►
PR #5781, opened 2025-12-18
fix: SemanticChunking to support custom embedders [SDK-401]

harshsinha03:
## Summary

SemanticChunking only worked with OpenAI embeddings because chonkie's SemanticChunker doesn't recognize Agno embedders. When users passed an AzureOpenAIEmbedder or any other custom embedder, chonkie would ignore it and create its own OpenAI client internally.

  Solution

 Created a wrapper class _ChonkieEmbedderWrapper that fixes this

  Changes

  - Added _get_chonkie_embedder_wrapper() to wrap Agno embedders
  - Added all chonkie SemanticChunker parameters: similarity_window, min_sentences_per_chunk, min_characters_per_sentence, delimiters, include_delimiters, skip_window, filter_window, filter_polyorder, filter_tolerance
  - Updated cookbook example

## Type of change

- [ ] Bug fix
- [ ] New feature
- [ ] Breaking change
- [x] Improvement
- [ ] Model update
- [ ] Other:

---

## Checklist

- [x] Self-review completed

---

## Additional Notes

### DIFF
--- a/libs/agno/agno/vectordb/redis/redisdb.py
+++ b/libs/agno/agno/vectordb/redis/redisdb.py
@@ -477,7 +477,7 @@ class RedisDB(VectorDb):
                 vector_field_name="embedding",
                 text=query,
                 text_field_name="content",
-                alpha=self.vector_score_weight,
+                linear_alpha=self.vector_score_weight,
                 return_fields=["id", "name", "content"],
                 num_results=limit,
             )


libs/agno/agno/knowledge/chunking/semantic.py
```diff
@@ -19,50 +74,47 @@ def __init__(self, embedder: Optional[Embedder] = None, chunk_size: int = 5000,
...
-        if self.chunker is None:
-            try:
-                from chonkie import SemanticChunker
-            except ImportError:
-                raise ImportError(
-                    "`chonkie` is required for semantic chunking. "
-                    "Please install it using `pip install chonkie` to use SemanticChunking."
-                )
-
-            # Build arguments dynamically based on chonkie's supported signature
```
ysolanky, line 35: This might be a regression. Previous approach would allow us to support any params that chonkie might add in the future

libs/agno/agno/knowledge/chunking/semantic.py
```diff
@@ -1,16 +1,71 @@
...
+
+        def __init__(self, agno_embedder: Embedder):
+            super().__init__()
+            self._embedder = agno_embedder
+
+        def embed(self, text: str):
+            embedding = self._embedder.get_embedding(text)  # type: ignore[attr-defined]
+            return np.array(embedding)
+
+        def get_tokenizer(self):
```
ysolanky, line 37: Do we need this fn?

ysolanky: I see that we do.

libs/agno/agno/knowledge/chunking/semantic.py
```diff
@@ -1,16 +1,71 @@
...
+            """Return a simple token counter function."""
+            return lambda text: len(text.split())
 
-    def __init__(self, embedder: Optional[Embedder] = None, chunk_size: int = 5000, similarity_threshold: float = 0.5):
+        @property
+        def dimension(self) -> int:
+            return getattr(self._embedder, "dimensions", 1536)
```
ysolanky:
```suggestion
            return getattr(self._embedder, "dimensions")
```

Different embedders have different dimensions. We should set a default here

libs/agno/agno/knowledge/chunking/semantic.py
```diff
@@ -1,16 +1,71 @@
...
 
 
-class SemanticChunking(ChunkingStrategy):
-    """Chunking strategy that splits text into semantic chunks using chonkie"""
+def _get_chonkie_embedder_wrapper(embedder: Embedder):
+    """Create a wrapper that adapts Agno Embedder to chonkie's BaseEmbeddings interface."""
+    import numpy as np
+    from chonkie.embeddings.base import BaseEmbeddings
+
+    class _ChonkieEmbedderWrapper(BaseEmbeddings):
```
ysolanky, line 26: We should allow users to provider their own  chonkie `BaseEmbeddings` class as well and use that directly. If they do, we should use that over an Agno embedder.

libs/agno/agno/knowledge/chunking/semantic.py
```diff
@@ -1,16 +1,71 @@
...
+        """Wrapper to make Agno Embedders compatible with chonkie."""
+
+        def __init__(self, agno_embedder: Embedder):
+            super().__init__()
+            self._embedder = agno_embedder
+
+        def embed(self, text: str):
+            embedding = self._embedder.get_embedding(text)  # type: ignore[attr-defined]
+            return np.array(embedding)
```
ysolanky: Saw in the chonkie source code that they use `np.float32`. We should do the same

harshsinha03: Changed!

libs/agno/agno/knowledge/chunking/semantic.py
harshsinha03: Yes! users can now pass their own `BaseEmbeddings` and `str`

libs/agno/agno/knowledge/chunking/semantic.py
harshsinha03: Changed!

libs/agno/agno/knowledge/chunking/semantic.py
harshsinha03: added `chunker_params` so any future params will be supported!

libs/agno/tests/unit/knowledge/chunking/test_semantic_chunking.py
```diff
@@ -1,11 +1,20 @@
...
-from types import ModuleType, SimpleNamespace
+"""Tests for SemanticChunking wrapper that adapts Agno embedders to chonkie."""
+
+from types import SimpleNamespace
+from unittest.mock import patch
+
+import pytest
+
+# Skip all tests if chonkie is not installed
+pytest.importorskip("chonkie")
```
manuhortet: I'd rather have them break if we are missing the dep. It's there already for the CI tho so we are good

harshsinha03: removed it

manuhortet (approved):

PR #5797, opened 2025-12-19
feat: API Improvments

dirkbrnd:
## Summary

Various changes for the AgentOS

## Type of change

- [ ] Bug fix
- [ ] New feature
- [ ] Breaking change
- [ ] Improvement
- [ ] Model update
- [ ] Other:

---

## Checklist

- [ ] Self-review completed

---

## Additional Notes


libs/agno/agno/os/router/evals/router.py
```diff
@@ -119,8 +120,8 @@ async def get_eval_runs(
         page: Optional[int] = Query(default=1, description="Page number"),
         sort_by: Optional[str] = Query(default="created_at", description="Field to sort by"),
         sort_order: Optional[SortOrder] = Query(default="desc", description="Sort order (asc or desc)"),
-        db_id: Optional[str] = Query(default=None, description="The ID of the database to use"),
-        table: Optional[str] = Query(default=None, description="The database table to use"),
+        db_id: Optional[str] = Header(default=None, alias="X-DB-ID", description="The ID of the database to use"),
+        table: Optional[str] = Header(default=None, alias="X-TABLE-NAME", description="The database table to use"),
```
manuhortet, line 125: What's the reasoning here? I see the advantage of cleaning the body and using headers, but it also complicate the requests for simple cases

Maybe let's accept these in both the body and the headers, would be the most flexible and doesn't really complicate things

libs/agno/agno/os/routers/memory/memory.py
```diff
@@ -272,6 +278,7 @@ async def get_memories(
     @router.get(
         "/memories/{memory_id}",
         response_model=UserMemorySchema,
+        response_model_exclude_none=True,
```
manuhortet: Nice, this is the solution. But I'm checking and it sounds like `response_model_exclude_unset` would be better, in case some `None`s are purposefully? not sure if it will work for all cases here, depends on how we init the response ig

libs/agno/agno/os/router/session/router.py
```diff
@@ -100,18 +104,25 @@ async def get_sessions(
             alias="type",
             description="Type of sessions to retrieve (agent, team, or workflow)",
         ),
+        minimal: bool = Query(
+            default=False,
+            description="If true, return minimal session info (session_id, session_name, session_state, timestamps). "
+            "If false, return full session details including chat_history, metrics, and metadata.",
+        ),
```
manuhortet, line 108: Nice, I like it. 

Although probably the default should be to return the minimal/summary response in the list endpoints? then we have `full` as opt-in for the extended version?

libs/agno/agno/os/router/evals/router.py
dirkbrnd: I think it makes the request much cleaner, but that is just my opinion, we don't have to go with this either.

I'm thinking ahead to this as a protocol, and in that case I don't think the API should mandate a DB ID necessarily, so making it a header is more flexible in future in my opinion.

libs/agno/agno/os/routers/memory/memory.py
dirkbrnd: Ooh didn't know about it. Good call

PR #5818, opened 2025-12-22
feat: v2.4.0

kausmeows:
## New Features:

- **Knowledge Protocol:** Introduced `KnowledgeProtocol` The main Knowledge implementation now satisfies this interface. Any other implementation may be used with Agent/Team. Note - Only the main Agno Knowledge implementation of this protocol currently supports AgentOS Knowledge management.
- **Agent/Workflow Builder: …**
- **New Events:** Added new events for Model, compression and memory.
    - `ModelRequestStarted` and `ModelRequestCompleted`
    - `CompressionStarted` and `CompressionCompleted`
    - Update `MemoryUpdateCompleted` to contain the memory content.

## Improvements:

- **Default DB on `AgentOS`:** Add `db` to the `AgentOS` class. If populated, it propagates to all
agents, teams and workflows without db. It is also used as tracing db.
- Deprecated `enable_user_memories` : Introduced `update_memory_on_run` for the same behavior.
- **Knowledge config endpoint**: Improved checking for available readers without needing instantiation of the reader classes. Reduced unnecessary warnings and improved response times.
- **Unify dates format on OS API layer:** Unify the format of all dates we send via the OS API. Everything is now a UTC datetime
- **Pass instructions as is without XML tags:**
    - **Agent & Team**: Instructions are now added directly to the system message without `<instructions>` tags by default
    - Added `add_instruction_tags=True` option to restore the previous behavior for users who prefer structured prompts

## Bug Fixes:

- **LanceDB:** Fixed a bug for duplicate embeddings during async insert and upsert operations.

## Breaking changes:

- **Remove all deprecated fields:**
    - `session_state, dependencies` etc in tool functions and hooks where `RunContext` has replaced it
    - `stream_intermediate_steps` → `stream_events`
    - `yield_run_response` → `yield_run_output`
    - `delegate_task_to_all_members` removed from Team class
- **Add WebSearchTools:** Replacing DDG websearch tool with a Generic web search tool which will be the default on for any websearch related cookbooks & docs.
- **Knowledge add_content() renamed to insert():** The `add_content()` method and its variants have been renamed to `insert()` `insert_many` Old method names are still supported, but all examples and docs will soon only reference the new methods.


libs/agno/agno/os/app.py
```diff
@@ -157,6 +157,7 @@ def __init__(
             name: Name of the AgentOS instance
             description: Description of the AgentOS instance
             version: Version of the AgentOS instance
+            db: Default database for the AgentOS instance. Agents, teams and workflows with no db will use this one.
```
ysolanky, line 164:
```suggestion
            db: Default database for the AgentOS instance. This database will not be assigned to Agents, teams and workflows automatically. 
```

PR #5842, opened 2025-12-23
fix: add `silent` option to suppress verbose messages for HITL tools

rodrigocoliveira:
When using `external_execution=True`, agents would produce verbose messages like "I have tools to execute, but it needs external execution." which creates a poor UX when tools are designed to be handled silently by the frontend (e.g., displaying confirmation cards).

This adds a `silent` parameter to the `@tool` decorator that, when `True`, suppresses both the content message and the Rich panel output.

Usage:
```python
@tool(external_execution=True, silent=True)
def confirm_counter(current_value: int):
    pass
```

## Summary

## Type of change

- [ x ] Bug fix
- [ x ] New feature
- [ ] Breaking change
- [ ] Improvement
- [ ] Model update
- [ ] Other:

---

## Checklist

- [ ] Self-review completed

---

## Additional Notes


mishramonalisha76:
Thanks @rodrigocoliveira for the raising a pr. We will check on this on our end too .

rodrigocoliveira:
@mishramonalisha76 Any update on this?

kausmeows:
Hey @rodrigocoliveira, this is mostly good, can we also quickly add a cookbook to showcase this functionality

rodrigocoliveira:
@kausmeows 

Just added 2 cookboks for this (dont know if you have any pattern on where to add it) ... I added on what made sense for me
 
cookbook/03_agents/human_in_the_loop/external_tool_execution_silent.py
cookbook/06_agent_os/interfaces/agui/agent_with_silent_tools.py


Just another thing, dont know how to exactly update the agno docs for it as well.

rodrigocoliveira:
@kausmeows Updates on this, i really need to deploy it :/

rodrigocoliveira:
@kausmeows , any update on this !?

cookbook/03_agents/human_in_the_loop/external_tool_execution_silent.py
kausmeows, line 1: running this gives me this error-
image

libs/agno/agno/tools/decorator.py
```diff
@@ -70,6 +70,7 @@ def tool(
     requires_user_input: Optional[bool] = None,
     user_input_fields: Optional[List[str]] = None,
     external_execution: Optional[bool] = None,
+    silent: Optional[bool] = None,
```
kausmeows: also just thinking if the `silent` flag name is a bit misleading here? as its only supposed to be for this particular case along with external execution right, but just having silent seems people might start using it to expecting in other ways.. wdyt

rodrigocoliveira: @kausmeows I agree with you, I will change to `external_execution_silent: bool = False `... so it explicit show that is a config from external_execution and keep the same logic, IT IS NOT SILENT in default.

cookbook/03_agents/human_in_the_loop/external_tool_execution_silent.py
rodrigocoliveira: Fixed args for the functions in cookbooks, and simplified them

rodrigocoliveira:
@kausmeows Thanks for reviewing it, I updated the cookbooks and changed the name of the flag to be more readable.

IanVS:
For anyone else coming here and getting confused because of the flag name in the description, it was changed to `external_execution_silent=True`.  

And thank you for doing this!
◄
TASK DESCRIPTION:
Please output exactly the lines between the one holding "from Team class" and the one holding "- **Add WebSearchTools:**" in the records above, inclusive, and nothing more.

EXERCISE ANSWER:
    - `delegate_task_to_all_members` removed from Team class
- **Add WebSearchTools:** Replacing DDG websearch tool with a Generic web search tool which will be the default on for any websearch related cookbooks & docs.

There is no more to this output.